→ What is needed: Repeat the entries that appear below, exactly and in full.

[Saved entries]
PR #1543, opened 2022-12-13
Improve kdeconnect plugin

raffaem:
- Work with multiple connected devices by either (1) sending files to the first device, if you only have sh, or (2) letting you choose which device to send to, if you have bash
- Support multi-files selection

→ Final answer:
PR #1543, opened 2022-12-13
Improve kdeconnect plugin

raffaem:
- Work with multiple connected devices by either (1) sending files to the first device, if you only have sh, or (2) letting you choose which device to send to, if you have bash
- Support multi-files selection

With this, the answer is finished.